GreenleafLab / ArchR

ArchR : Analysis of Regulatory Chromatin in R (www.ArchRProject.com)
MIT License
375 stars 133 forks source link

.testMarkerSC() failing when mean1 and/or mean2 is NA during call to getMarkerFeatures() #1321

Open rcorces opened 2 years ago

rcorces commented 2 years ago

Discussed in https://github.com/GreenleafLab/ArchR/discussions/1319

Originally posted by **wuv21** March 3, 2022 Hi! Been running into an issue similar to #562 and #483 with the same error output, but I have been running ArchR v1.0.2 (commit [48dccf](https://github.com/GreenleafLab/ArchR/commit/48dccf361bab6d9191a4d9b61e1317acfa71167c)) which was the solution to both those questions. As such, I believed that the error was related to something else. By debugging through the `getMarkerFeatures()` call (see below for my function call): ```r tmp <- getMarkerFeatures( ArchRProj = proj, useMatrix = "MotifMatrix", groupBy = "condensedCluster", testMethod = "wilcoxon", bias = c("TSSEnrichment", "log10(nFrags)"), useGroups = "CD4_TRUE", bgdGroups = "CD4_FALSE", maxCells = 1000, verbose = TRUE, useSeqnames = "z" ) ``` I noticed that one of the rows in `pairwiseDF` (see source below) contained `NA` values for both mean1 and mean2 (small section of data frame shown below). The row "f156" is the only row with this issue. All other rows were ok in the rest of `pairwiseDF`. https://github.com/GreenleafLab/ArchR/blob/48dccf361bab6d9191a4d9b61e1317acfa71167c/R/MarkerFeatures.R#L422-L426 ``` log2Mean log2FC fdr pval mean1 mean2 n auc f155 3.089913 NaN 7.740502e-02 5.694163e-03 0.6838235 -0.2663543 36 0.6898148 f156 0.000000 0.00000000 2.650317e-10 3.046341e-13 NA NA 36 0.0000000 f157 3.705964 0.08330494 9.909369e-01 9.147955e-01 0.3451817 0.3242560 36 0.4922840 ``` Since `mean1` and `mean2` were NA, `idxfilter` contained a vector of both boolean values and a NA that was associated with row "f156". I think the fix below would solve this issue: ```r idxFilter <- rowSums(pairwiseDF[, c("mean1", "mean2")]) != 0 & rowSums(is.na(pairwiseDF[, c("mean1", "mean2")])) == 0 ``` Thanks! Edit: updated my fix; didn't realize Github changed a piece of code into a link. Edit2: updated fix again.
rcorces commented 2 years ago

@wuv21 - I converted this to an Issue post.

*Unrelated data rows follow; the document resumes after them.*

Issue #987, opened 2020-01-08
Additional arguments are passed on to the API


mitar:
## Description of the problem, including code/CLI snippet

I want to control the logic for retrying, so I use:

```
project.files.raw(file_path='README.md', ref='master', max_retries=10, retry_transient_errors=True)
```

## Expected Behavior

The request is made to gitlab.com which looks like:

```
/api/v4/projects/123/repository/files/README%2Emd/raw?ref=master
```

And if request fails, it is retried.

## Actual Behavior

But the actual request is:

```
/api/v4/projects/123/repository/files/README%2Emd/raw?ref=master&max_retries=10&retry_transient_errors=True
```

## Specifications

  - python-gitlab version: python-gitlab==1.15.0
  - API version you are using (v3/v4): v4
  - Gitlab server version (or gitlab.com): gitlab.com

PR #1965, opened 2022-04-04
fix: avoid passing redundant arguments to API

nejch:
Closes https://github.com/python-gitlab/python-gitlab/issues/987.

This was already fixed in https://github.com/python-gitlab/python-gitlab/commit/b9ecc9a8c5d958bd7247946c4e8d29c18163c578 but partially reintroduced with the global `retry_transient_errors` feature.

### DIFF
--- a/gitlab/client.py
+++ b/gitlab/client.py
@@ -56,8 +56,8 @@ class Gitlab:
         pagination: Can be set to 'keyset' to use keyset pagination
         order_by: Set order_by globally
         user_agent: A custom user agent to use for making HTTP requests.
-        retry_transient_errors: Whether to retry after 500, 502, 503, or
-            504 responses. Defaults to False.
+        retry_transient_errors: Whether to retry after 500, 502, 503, 504
+            or 52x responses. Defaults to False.
     """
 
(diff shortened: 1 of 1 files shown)


max-wittig:
@nejch Mhmm but where is that `retry_transient_errors` is actually removed. I just see that it's set as a self attribute.

nejch:
> @nejch Mhmm but where is that `retry_transient_errors` is actually removed. I just see that it's set as a self attribute.

@max-wittig previously it would just get picked from the method's `**kwargs` via `.get()`:
https://github.com/python-gitlab/python-gitlab/blob/3b0806ed5ce135935d0362068400d41874e3f4a9/gitlab/client.py#L680-L682

but all kwargs are passed as query parameters to the API because they're copied to params earlier:
https://github.com/python-gitlab/python-gitlab/blob/34318871347b9c563d01a13796431c83b3b1d58c/gitlab/client.py#L669

I added it as an explicit argument to avoid that. I could have done`.pop()` from kwargs instead, but it would have to be done before that dict is copied, so I thought it'd be cleaner like this.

I think the most important question is why do mean1 and mean2 get set to NA in the first place? Any chance you can parse that out? I'd rather try to figure out how to prevent the NAs from getting generated than work around their existence.

wuv21 commented 2 years ago

Thanks @rcorces for moving it into issues and for your reply. I dug deeper and found that this particular motif had no matches in my dataset. I did the following:

# load in the matches rds from getPeakAnnotation()
tmp <- readRDS(getPeakAnnotation(proj, "Motif")$Matches)

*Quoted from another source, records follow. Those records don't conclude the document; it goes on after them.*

Issue #2522, opened 2023-03-21
gitlab project-push-rules get --project-id returns empty output


w7089:
## Description of the problem, including code/CLI snippet

`gitlab project-push-rules get --project-id [id]` returns empty output while there are push rules set in UI.

## Expected Behavior

`gitlab project-push-rules get --project-id [id]` should return existing push rules or specific ones similar to `gitlab project-push-rules update` behaviour

## Actual Behavior

empty output returned 

## Specifications

  - python-gitlab version: `3.13.0`
  - API version you are using (v3/v4): `v4`
  - Gitlab server version (or gitlab.com): `15.8.1-ee`

w7089:
yes, it worked, if that's the expected behaviour, i'll close it

w7089:
by the way, selecting fields doesn't work as well:

`gitlab -f id project-push-rules get --project-id [id]` shows empty output

nejch:
Sorry, the `--fields` flag doesn't work with the default formatter, you'll need to use json or yaml (`-o json`).

https://python-gitlab.readthedocs.io/en/stable/cli-usage.html#optional-arguments

PR #2542, opened 2023-04-07
fix(cli): warn user when no fields are displayed

nejch:
Closes https://github.com/python-gitlab/python-gitlab/issues/2522


tests/unit/test_cli.py
```diff
@@ -146,3 +149,23 @@ def test_v4_parser():
     )
     actions = user_subparsers.choices["create"]._option_string_actions
     assert actions["--name"].required
+
+
+@pytest.mark.skipif(sys.version_info < (3, 8), reason="added in 3.8")
+def test_legacy_display_without_fields_warns(fake_object_no_id):
+    printer = v4_cli.LegacyPrinter()
+
+    with mock.patch("builtins.print") as mocked:
```
JohnVillalovos, line 158: As a note `pytest` has `monkeypatch`. I'm fine with this but if you wanted to be all pytest all the time...

JohnVillalovos (approved):
@nejch Approved please merge this. I didn't merge just in case you wanted to use `monkeypatch`.

Thanks!

tests/unit/test_cli.py
nejch: Oh right, I forgot we already use that all over the place. Will change it!

PR #2544, opened 2023-04-10
chore(ci): wait for all coverage reports in CI status

nejch:
This has been annoying me - with the new integration, we get annotations and status checks, but they seem to get notified early, so CI looks like it's failing until all coverage reports are fully uploaded.

https://docs.codecov.com/docs/codecovyml-reference


JohnVillalovos (approved):
Thanks @nejch

PR #2551, opened 2023-04-19
feat: usernames support for MR approvals

nickbroon:
This can be used instead of 'user_ids'

See: https://docs.gitlab.com/ee/api/merge_request_approvals.html#create-project-level-rule


nejch (approved):
Thanks @nickbroon, looks good! 

Btw, I chuckled there for a second, I guess it's pretty recent :sweat_smile: :
> `usernames` property was [introduced](https://gitlab.com/gitlab-org/gitlab/-/merge_requests/) in GitLab 1x.x.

# below line returns FALSE; i tried other columns corresponding to other motifs and saw that there were TRUE values
any(tmp@assays@data@listData[["matches"]][, 156])

# double checked to make sure that there were no positions either in motif 156
# other motifs had elements in the GRanges objects
tmp <- readRDS(getPeakAnnotation(proj, "Motif")$Positions)

tmp[[156]]
GRanges object with 0 ranges and 1 metadata column:
   seqnames    ranges strand |     score
      <Rle> <IRanges>  <Rle> | <numeric>
  -------
  seqinfo: 23 sequences from an unspecified genome; no seqlengths

As such, .getPartialMatrix() returns back a matrix that has NA values associated with that particular motif when it is called in .testMarkersSC().

https://github.com/GreenleafLab/ArchR/blob/968e4421ce7187a8ac7ea1cf6077412126876d5f/R/MarkerFeatures.R#L346-L353

I think this might just be a rare case of this motif not being visible in this current project/biological context (possibly due to the lower cell counts for this current analysis). This error doesn't occur for me with other projects but I do notice that this motif has the smallest number of peaks associated with it compared to all the other motifs.

rcorces commented 2 years ago

I have temporarily patched this on a new branch (dev_idxFilter) via https://github.com/GreenleafLab/ArchR/commit/f091e426bbe6f78b149ded4f9b49e86ad4f5640f but I think the better fix is to remove these offending rows from the motif matrix entirely. Will try to address this more thoroughly soon.